:: Exercise data ::

PR #56, opened 2024-09-12
Allow web concurrency to be modified at runtime

RealOrangeOne:

Allow tweaking the number of web workers per container through environment variables.

Config overrides environment variables, for some reason.

### How to review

:: Exercise ::
Using the material above, restate each entry exactly as it stands.

:: Completed task ::
PR #56, opened 2024-09-12
Allow web concurrency to be modified at runtime

RealOrangeOne:

Allow tweaking the number of web workers per container through environment variables.

Config overrides environment variables, for some reason.

### How to review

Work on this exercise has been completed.